Cuando se afirma que los festivales de cine son espacios en los que los espectadores pueden acceder a esas películas y cineastas que son ignorados por el circuito comercial, no necesariamente se hace referencia a un cine pesado o aburrido. Porque la indiferencia de algunos distribuidores y sobre todo de los exhibidores tiene más que ver con intereses comerciales que con una evaluación imparcial de los productos a los que deciden ignorar. Por eso un festival de las dimensiones del que se desarrolla en actualmente en Mar del Plata no sólo tiene la libertad para programar ese tipo de cine que se aparta del canon comercial que representan sobre todo los productos de la industria estadounidense. También le hace un espacio a películas que calzan perfectamente dentro de ese patrón, pero que no sólo no cuentan con grandes estrellas entre sus protagonistas, sino que además provienen de países que al espectador promedio pueden resultarles exóticos y por eso, merecedores de cargar con el estigma de la duda permanente acerca de su calidad.

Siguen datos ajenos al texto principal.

PR #6153, opened 2021-03-04
[ticket/16718] Make sure phpBB's autoloader is used before extensions

marc1706:
This resolves compatibility issues with extensions that use composer v2.

PHPBB3-16718

Checklist:

- [x] Tests pass

https://tracker.phpbb.com/browse/PHPBB3-16718

### DIFF
--- a/phpBB/phpbb/di/container_builder.php
+++ b/phpBB/phpbb/di/container_builder.php
@@ -478,6 +478,12 @@ class container_builder
 				}
 			}
 
+			// Make sure phpBB's autoloader is used before the extension autoloaders
+			if (count($extensions))
+			{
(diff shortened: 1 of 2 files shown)


marc1706:
Composer autoloaders typically load with `$prepend = true;` which results in every autoloader that gets registered to load before the previous one. The extension autoloaders will handle the class `Composer\InstalledVersions` which will not know about a lot of libraries that are needed in phpBB and cause phpBB to fail. By including phpBB's vendor autoloader before this, phpBB's version of `Composer\InstalledVersions` will be used again.

Downside of this: If an extension relies `Composer\InstalledVersions` and that class does not exist in phpBB, it might fail if it does not handle the exception if no version is returned.

marc1706:
Closing as this does not seem to work as hoped.

PR #6169, opened 2021-03-23
[ticket/16735] Fix access array offset on value of type bool on login

3D-I:
PHPBB3-16735

Checklist:

- [x] Tests pass

https://tracker.phpbb.com/browse/PHPBB3-16735

### DIFF
--- a/phpBB/phpbb/auth/provider/db.php
+++ b/phpBB/phpbb/auth/provider/db.php
@@ -154,8 +154,10 @@ class db extends base
 
 		$login_error_attempts = 'LOGIN_ERROR_ATTEMPTS';
 
-		$show_captcha = ($row) ? ($this->config['max_login_attempts'] && $row['user_login_attempts'] >= $this->config['max_login_attempts']) ||
-			($this->config['ip_login_limit_max'] && $attempts >= $this->config['ip_login_limit_max']) : false;
+		$user_login_attempts	= $row ? ($this->config['max_login_attempts'] && $row['user_login_attempts'] >= $this->config['max_login_attempts']) : false;
+		$ip_login_attempts		= (bool) ($this->config['ip_login_limit_max'] && $attempts >= $this->config['ip_login_limit_max']);
+
+		$show_captcha = $user_login_attempts || $ip_login_attempts;
 
 		if ($show_captcha)
 		{
--- a/phpBB/phpbb/auth/provider/db.php
+++ b/phpBB/phpbb/auth/provider/db.php
@@ -154,7 +154,7 @@ class db extends base
 
 		$login_error_attempts = 'LOGIN_ERROR_ATTEMPTS';
 
-		$user_login_attempts	= $row ? ($this->config['max_login_attempts'] && $row['user_login_attempts'] >= $this->config['max_login_attempts']) : false;
+		$user_login_attempts	= (is_array($row) && $this->config['max_login_attempts'] && $row['user_login_attempts'] >= $this->config['max_login_attempts']);
 		$ip_login_attempts		= ($this->config['ip_login_limit_max'] && $attempts >= $this->config['ip_login_limit_max']);
 
 		$show_captcha = $user_login_attempts || $ip_login_attempts;
--- a/phpBB/phpbb/auth/provider/db.php
+++ b/phpBB/phpbb/auth/provider/db.php
@@ -153,8 +153,10 @@ class db extends base
 		}
 
 		$login_error_attempts = 'LOGIN_ERROR_ATTEMPTS';
-		$show_captcha = ($this->config['max_login_attempts'] && $row['user_login_attempts'] >= $this->config['max_login_attempts']) ||
-			($this->config['ip_login_limit_max'] && $attempts >= $this->config['ip_login_limit_max']);
+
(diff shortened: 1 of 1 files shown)


phpBB/phpbb/auth/provider/db.php
```diff
@@ -153,8 +153,12 @@ public function login($username, $password)
 		}
 
 		$login_error_attempts = 'LOGIN_ERROR_ATTEMPTS';
-		$show_captcha = ($this->config['max_login_attempts'] && $row['user_login_attempts'] >= $this->config['max_login_attempts']) ||
-			($this->config['ip_login_limit_max'] && $attempts >= $this->config['ip_login_limit_max']);
+
+		$user_login_attempts	= $row ? ($this->config['max_login_attempts'] && $row['user_login_attempts'] >= $this->config['max_login_attempts']) : false;
```
CHItA, line 157: `$user_login_attempts = (is_array($row) && $this->config['max_login_attempts'] && $row['user_login_attempts'] >= $this->config['max_login_attempts']);`

phpBB/phpbb/auth/provider/db.php
```diff
@@ -153,8 +153,12 @@ public function login($username, $password)
...
+		$ip_login_attempts		= (bool) ($this->config['ip_login_limit_max'] && $attempts >= $this->config['ip_login_limit_max']);
```
CHItA, line 158: I don't think you need the bool cast.

CHItA (changes requested):

phpBB/phpbb/auth/provider/db.php
3D-I: I think the way I proposed it is faster? Also used some lines above this changes.

`'user_id'				=> ($row) ? (int) $row['user_id'] : 0,`

phpBB/phpbb/auth/provider/db.php
3D-I: Probably not but I do not see anything against it, I can remove it if so you wish though.

phpBB/phpbb/auth/provider/db.php
CHItA: It shouldn't be faster, that would make zero sense, PHP needs to know the type either way, so type juggling cannot possibly be faster, but we are talking a couple of CPU cycles anyway, so it doesn't matter. `is_array` is explicit as to what you want to check.

3D-I: > We do not want to find whether the given variable is an array but a TRUE bool since a FALSE bool is already returned by the SQL query in case of false username.

CHItA: You have `$row['user_login_attempts']` in the code. This shouldn't work if `$row === true`. What am I missing?

phpBB/phpbb/auth/provider/db.php
CHItA: The `&&` operator produces a `bool`. So the cast is redundant.

phpBB/phpbb/auth/provider/db.php
3D-I: It is a ternary operatior `$row ? etc : false;` if **$row** is TRUE then evaluate the logic else return **false*

3D-I: This query
```php
		$sql = 'SELECT *
			FROM ' . USERS_TABLE . "
			WHERE username_clean = '" . $this->db->sql_escape($username_clean) . "'";
		$row = $this->db->sql_fetchrow($result);
```

Returns falkse in case, as I said. But returns everything we need otherwise, as an array already.

phpBB/phpbb/auth/provider/db.php
3D-I: Okay.

phpBB/phpbb/auth/provider/db.php
3D-I: image

CHItA: I don't really want to keep arguing, so here are my thoughts:
* the conditional operator cannot possibly be faster, as you first implicitly cast a variable to `bool`, which must require type look up, otherwise it cannot work, and thus `is_array` cannot possibly have any overhead;
* `is_array` is the most explicit way of checking that `$row` is an array, which is the thing you want to check, so you can index into it;
* your change is unnecessarily verbose, if it was `(1 == 1) ? true : false;` we surely could agree, that `(1 == 1)` is good enough;
* In this case, there is no need to branch, as you have nothing in the `else` branch, but `false`, hence, you want to compute a boolean expression;
* There is a shorter way to write the expression above, that is what I gave you;
* using `&&` is enough, the rest of the expression won't be evaluated - see `var_dump(false && 2 / 0);`;
* the way any code is written in this file or project is a poor argument to justify your changes, as you are changing the code. Surely, if all the code was awesome, you wouldn't need to make any changes

3D-I: Thanks for your time.

CHItA (approved):

marc1706 (approved):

Dentro de esa categoría se pueden englobar las películas producidas por países de extremo oriente y el sudeste asiático. De ellas nos separan no sólo la ignorancia, sino también un sinnúmero de vínculos culturales que pueden acabar convertidos en prejuicio. Sin embargo se trata de una región que no sólo ha sabido releer y filtrar los tradicionales géneros cinematográficos a través de sus propias tradiciones, sino que además cuenta con un andamiaje técnico de la suficiente calidad como para poder producir películas de compleja factura. A tal punto que oriente se ha convertido en uno de los polos más prolíficos en la producción de cine de acción. La originalidad de sus miradas y puestas en escena han convertido a estás películas en un clásico de los festivales de cine, un culto que ha convertido al Festival de Mar del Plata en santuario.
En esta 31° edición, el festival vuelve a reunir los nombres de algunos de los más destacados cineastas de la región, algunos procedentes de tradiciones cinematográficas muy ricas, como la del Japón, Hong Kong o Corea del Sur, y otros de países cuyo cine no ha sido tan difundido, como Tailandia, Malasia o Indonesia. Dentro del primer grupo se destacan los nombres del japonés Sono Sion o el hongkonés Johnnie To, dos cineastas magistrales e hiperactivos que este año presentan respectivamente Antiporno y Three, sus últimos trabajos, ambos integrados a la sección "Autores". Dentro de la sección "Hora Cero" se destaca Headshoot, de los indonesios Kimo Stamboel y Timo Tjahjanto, una hiperbólica historia de venganza y redención de tal magnitud y desprejuicio, que no teme hacer convivir dentro de su relato algunas de las más extraordinarias secuencias de acción que puedan verse en el cine actual, y una historia de amor tan kitsch que recuerda sin esfuerzo a un culebrón venezolano. Claro que para que la combinación resulte exitosa hace falta humor, algo que en esta película no escasea aunque no de manera explícita, sino en la autoconciencia de su desmesura.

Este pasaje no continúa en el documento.